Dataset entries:
▼

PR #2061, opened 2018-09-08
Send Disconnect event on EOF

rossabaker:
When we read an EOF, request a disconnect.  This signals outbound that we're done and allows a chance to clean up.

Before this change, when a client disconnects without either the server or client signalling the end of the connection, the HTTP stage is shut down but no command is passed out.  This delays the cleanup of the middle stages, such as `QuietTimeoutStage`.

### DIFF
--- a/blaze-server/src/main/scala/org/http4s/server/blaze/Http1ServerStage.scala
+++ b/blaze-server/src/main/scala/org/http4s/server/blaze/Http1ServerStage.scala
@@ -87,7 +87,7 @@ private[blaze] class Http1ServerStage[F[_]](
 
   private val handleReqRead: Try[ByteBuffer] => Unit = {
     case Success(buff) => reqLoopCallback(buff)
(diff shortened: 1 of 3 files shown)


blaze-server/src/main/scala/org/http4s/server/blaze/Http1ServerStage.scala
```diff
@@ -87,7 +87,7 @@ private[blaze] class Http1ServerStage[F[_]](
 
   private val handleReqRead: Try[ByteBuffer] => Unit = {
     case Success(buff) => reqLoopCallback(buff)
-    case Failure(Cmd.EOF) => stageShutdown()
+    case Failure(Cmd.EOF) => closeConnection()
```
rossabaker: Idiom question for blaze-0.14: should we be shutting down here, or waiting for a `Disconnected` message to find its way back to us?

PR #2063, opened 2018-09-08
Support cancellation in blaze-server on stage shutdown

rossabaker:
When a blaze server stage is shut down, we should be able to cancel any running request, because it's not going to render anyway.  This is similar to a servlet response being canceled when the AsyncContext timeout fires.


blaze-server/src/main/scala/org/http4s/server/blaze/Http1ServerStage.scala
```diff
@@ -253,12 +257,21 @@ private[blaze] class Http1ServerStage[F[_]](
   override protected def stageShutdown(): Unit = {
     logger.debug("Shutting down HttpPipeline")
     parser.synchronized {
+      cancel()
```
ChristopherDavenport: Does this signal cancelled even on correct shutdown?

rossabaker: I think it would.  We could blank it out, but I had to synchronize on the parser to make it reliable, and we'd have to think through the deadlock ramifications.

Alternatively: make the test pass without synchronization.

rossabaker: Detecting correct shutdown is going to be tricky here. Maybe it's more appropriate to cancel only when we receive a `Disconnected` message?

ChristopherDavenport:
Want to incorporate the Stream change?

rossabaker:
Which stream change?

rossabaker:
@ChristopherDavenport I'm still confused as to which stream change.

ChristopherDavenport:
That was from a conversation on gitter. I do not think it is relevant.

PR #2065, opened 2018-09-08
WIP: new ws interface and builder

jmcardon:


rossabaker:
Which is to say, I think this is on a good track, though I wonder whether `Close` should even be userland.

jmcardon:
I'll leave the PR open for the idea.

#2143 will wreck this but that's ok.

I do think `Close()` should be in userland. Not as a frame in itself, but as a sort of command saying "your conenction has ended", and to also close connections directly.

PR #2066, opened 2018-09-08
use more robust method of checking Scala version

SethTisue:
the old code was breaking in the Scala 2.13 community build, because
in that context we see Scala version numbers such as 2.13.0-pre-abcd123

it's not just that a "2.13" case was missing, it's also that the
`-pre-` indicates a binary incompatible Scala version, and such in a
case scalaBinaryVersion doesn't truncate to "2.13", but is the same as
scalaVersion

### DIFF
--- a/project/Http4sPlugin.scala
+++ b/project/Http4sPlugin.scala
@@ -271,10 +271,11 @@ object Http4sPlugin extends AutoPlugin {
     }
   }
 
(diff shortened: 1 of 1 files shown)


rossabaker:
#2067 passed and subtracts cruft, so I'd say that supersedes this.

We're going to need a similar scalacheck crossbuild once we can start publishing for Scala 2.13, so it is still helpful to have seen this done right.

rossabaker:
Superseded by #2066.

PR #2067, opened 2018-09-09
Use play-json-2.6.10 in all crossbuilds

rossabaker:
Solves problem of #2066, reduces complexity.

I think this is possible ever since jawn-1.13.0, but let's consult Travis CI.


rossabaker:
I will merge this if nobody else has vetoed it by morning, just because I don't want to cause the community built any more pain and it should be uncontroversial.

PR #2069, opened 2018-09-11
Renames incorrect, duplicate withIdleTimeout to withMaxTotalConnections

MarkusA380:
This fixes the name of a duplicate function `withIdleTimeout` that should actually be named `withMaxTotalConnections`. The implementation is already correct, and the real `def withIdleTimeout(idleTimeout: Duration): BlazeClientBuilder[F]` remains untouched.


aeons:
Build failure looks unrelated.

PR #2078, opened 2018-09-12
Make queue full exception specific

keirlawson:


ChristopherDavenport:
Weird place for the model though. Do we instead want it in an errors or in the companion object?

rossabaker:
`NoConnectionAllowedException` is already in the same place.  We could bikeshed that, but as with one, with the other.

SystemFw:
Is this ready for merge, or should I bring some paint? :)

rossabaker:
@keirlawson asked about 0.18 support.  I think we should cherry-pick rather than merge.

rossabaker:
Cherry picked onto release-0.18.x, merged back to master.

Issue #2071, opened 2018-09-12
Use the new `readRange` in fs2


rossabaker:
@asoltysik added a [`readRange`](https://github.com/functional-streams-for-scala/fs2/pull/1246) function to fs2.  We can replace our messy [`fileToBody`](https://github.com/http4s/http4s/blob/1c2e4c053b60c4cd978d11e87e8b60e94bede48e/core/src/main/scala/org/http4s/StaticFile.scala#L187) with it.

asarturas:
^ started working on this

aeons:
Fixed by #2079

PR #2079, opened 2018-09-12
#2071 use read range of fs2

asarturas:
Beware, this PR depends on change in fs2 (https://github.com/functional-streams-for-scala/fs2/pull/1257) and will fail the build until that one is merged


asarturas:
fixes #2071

▲
▼

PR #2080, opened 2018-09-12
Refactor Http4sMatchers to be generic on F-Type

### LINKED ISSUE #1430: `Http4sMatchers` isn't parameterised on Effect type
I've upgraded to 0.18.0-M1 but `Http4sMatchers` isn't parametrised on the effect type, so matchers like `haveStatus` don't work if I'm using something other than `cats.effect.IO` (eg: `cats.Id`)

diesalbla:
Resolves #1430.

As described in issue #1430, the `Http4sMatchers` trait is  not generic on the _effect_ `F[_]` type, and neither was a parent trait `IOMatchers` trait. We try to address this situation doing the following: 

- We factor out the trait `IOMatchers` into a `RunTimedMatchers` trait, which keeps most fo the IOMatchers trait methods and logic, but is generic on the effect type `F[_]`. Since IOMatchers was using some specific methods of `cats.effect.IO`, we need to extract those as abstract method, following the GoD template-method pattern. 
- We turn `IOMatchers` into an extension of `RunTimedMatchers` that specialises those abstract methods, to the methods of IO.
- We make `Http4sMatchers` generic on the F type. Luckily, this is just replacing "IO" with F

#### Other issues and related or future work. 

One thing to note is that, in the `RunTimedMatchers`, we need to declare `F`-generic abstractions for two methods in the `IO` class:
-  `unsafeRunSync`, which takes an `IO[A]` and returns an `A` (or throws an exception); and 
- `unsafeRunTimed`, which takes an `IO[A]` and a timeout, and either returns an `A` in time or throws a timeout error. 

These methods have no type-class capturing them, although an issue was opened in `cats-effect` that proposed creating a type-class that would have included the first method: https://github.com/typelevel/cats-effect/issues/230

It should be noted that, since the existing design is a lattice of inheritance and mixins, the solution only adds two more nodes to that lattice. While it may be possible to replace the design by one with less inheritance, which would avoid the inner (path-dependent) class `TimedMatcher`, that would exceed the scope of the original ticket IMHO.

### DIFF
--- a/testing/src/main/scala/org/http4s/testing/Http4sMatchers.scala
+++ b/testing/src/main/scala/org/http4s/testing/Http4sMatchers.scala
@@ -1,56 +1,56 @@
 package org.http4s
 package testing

▲
▼

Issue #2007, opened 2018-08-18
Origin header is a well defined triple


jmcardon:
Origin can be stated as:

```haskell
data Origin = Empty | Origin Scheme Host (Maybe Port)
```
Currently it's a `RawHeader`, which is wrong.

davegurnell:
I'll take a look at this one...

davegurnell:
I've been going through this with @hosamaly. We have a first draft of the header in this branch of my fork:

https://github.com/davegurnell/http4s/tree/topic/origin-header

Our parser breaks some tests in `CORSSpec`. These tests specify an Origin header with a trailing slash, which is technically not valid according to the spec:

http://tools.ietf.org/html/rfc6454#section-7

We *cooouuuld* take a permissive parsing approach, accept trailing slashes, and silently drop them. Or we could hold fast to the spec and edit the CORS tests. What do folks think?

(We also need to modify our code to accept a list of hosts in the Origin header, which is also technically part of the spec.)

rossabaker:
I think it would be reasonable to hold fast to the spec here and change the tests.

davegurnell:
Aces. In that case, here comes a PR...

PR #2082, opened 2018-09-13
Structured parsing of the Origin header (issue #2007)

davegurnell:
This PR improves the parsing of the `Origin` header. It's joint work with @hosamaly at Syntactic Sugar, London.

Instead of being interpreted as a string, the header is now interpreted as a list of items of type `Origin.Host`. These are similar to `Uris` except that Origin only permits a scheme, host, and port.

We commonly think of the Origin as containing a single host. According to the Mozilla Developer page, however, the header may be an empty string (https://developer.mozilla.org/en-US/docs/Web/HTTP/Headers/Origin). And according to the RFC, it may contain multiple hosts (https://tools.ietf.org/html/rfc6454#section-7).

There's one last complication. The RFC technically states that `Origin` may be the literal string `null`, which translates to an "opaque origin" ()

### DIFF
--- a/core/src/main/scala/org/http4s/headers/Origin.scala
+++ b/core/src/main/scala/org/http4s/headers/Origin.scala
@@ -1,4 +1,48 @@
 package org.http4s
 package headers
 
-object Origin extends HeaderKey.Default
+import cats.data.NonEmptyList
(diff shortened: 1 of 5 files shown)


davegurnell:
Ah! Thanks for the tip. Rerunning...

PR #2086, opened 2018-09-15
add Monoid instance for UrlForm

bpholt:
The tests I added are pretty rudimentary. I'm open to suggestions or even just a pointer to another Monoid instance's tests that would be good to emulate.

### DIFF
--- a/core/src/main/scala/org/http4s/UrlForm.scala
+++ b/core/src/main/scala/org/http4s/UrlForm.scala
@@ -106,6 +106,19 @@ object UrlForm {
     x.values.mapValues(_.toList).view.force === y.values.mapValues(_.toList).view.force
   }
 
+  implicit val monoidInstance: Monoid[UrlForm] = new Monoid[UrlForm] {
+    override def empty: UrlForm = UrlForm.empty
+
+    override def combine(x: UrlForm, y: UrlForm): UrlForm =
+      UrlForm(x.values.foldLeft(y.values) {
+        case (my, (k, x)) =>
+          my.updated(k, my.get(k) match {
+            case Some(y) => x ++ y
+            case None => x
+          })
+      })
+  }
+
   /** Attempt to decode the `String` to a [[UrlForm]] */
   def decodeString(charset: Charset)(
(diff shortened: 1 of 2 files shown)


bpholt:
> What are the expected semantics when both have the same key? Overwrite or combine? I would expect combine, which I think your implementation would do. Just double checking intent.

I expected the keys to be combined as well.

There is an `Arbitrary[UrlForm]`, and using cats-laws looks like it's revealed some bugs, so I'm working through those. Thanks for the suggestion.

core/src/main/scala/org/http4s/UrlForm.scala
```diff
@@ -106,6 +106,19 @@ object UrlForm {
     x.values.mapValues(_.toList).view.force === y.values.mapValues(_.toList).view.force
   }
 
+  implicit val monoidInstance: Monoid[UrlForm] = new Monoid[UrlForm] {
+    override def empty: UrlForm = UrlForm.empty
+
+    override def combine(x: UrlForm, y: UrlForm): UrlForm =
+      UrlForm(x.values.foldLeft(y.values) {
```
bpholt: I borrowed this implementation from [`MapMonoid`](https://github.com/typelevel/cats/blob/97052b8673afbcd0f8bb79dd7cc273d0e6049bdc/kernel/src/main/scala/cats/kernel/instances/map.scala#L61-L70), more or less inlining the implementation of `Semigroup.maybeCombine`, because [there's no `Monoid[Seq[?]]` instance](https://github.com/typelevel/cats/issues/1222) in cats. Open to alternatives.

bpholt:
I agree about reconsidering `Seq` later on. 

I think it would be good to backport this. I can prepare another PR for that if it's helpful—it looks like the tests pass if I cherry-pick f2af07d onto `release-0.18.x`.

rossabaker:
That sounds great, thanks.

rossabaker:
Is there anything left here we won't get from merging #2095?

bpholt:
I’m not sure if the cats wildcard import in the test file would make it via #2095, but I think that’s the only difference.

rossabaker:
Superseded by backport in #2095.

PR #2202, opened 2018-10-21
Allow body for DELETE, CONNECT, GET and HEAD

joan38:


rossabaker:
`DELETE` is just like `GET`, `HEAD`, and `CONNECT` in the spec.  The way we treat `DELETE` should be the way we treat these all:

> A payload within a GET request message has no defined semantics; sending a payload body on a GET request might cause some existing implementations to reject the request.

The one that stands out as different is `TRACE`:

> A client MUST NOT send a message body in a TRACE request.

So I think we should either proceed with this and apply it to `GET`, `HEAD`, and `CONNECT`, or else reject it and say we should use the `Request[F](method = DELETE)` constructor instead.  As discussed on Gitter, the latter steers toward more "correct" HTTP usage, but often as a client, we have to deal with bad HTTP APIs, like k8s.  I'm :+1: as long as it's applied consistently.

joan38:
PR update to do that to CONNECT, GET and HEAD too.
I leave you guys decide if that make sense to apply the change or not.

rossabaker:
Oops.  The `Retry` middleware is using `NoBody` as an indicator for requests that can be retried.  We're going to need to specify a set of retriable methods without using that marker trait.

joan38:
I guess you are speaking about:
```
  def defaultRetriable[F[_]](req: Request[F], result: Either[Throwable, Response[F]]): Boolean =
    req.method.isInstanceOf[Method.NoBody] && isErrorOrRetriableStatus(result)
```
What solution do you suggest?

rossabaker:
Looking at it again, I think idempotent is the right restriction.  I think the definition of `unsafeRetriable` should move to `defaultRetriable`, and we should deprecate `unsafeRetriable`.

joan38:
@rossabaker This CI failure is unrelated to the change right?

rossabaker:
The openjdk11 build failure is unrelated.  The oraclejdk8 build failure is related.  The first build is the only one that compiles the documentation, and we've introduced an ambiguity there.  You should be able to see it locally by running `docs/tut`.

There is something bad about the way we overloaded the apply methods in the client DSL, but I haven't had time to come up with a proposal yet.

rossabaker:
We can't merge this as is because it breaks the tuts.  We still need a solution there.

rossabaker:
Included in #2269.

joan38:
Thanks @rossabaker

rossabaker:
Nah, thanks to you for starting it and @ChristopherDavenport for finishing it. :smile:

▲

- Brief:
Would you please repeat exactly the lines above, starting at the line with "Beware, this PR" and stopping at the line with "fixes #2071", both included?

- Exercise output:
Beware, this PR depends on change in fs2 (https://github.com/functional-streams-for-scala/fs2/pull/1257) and will fail the build until that one is merged


asarturas:
fixes #2071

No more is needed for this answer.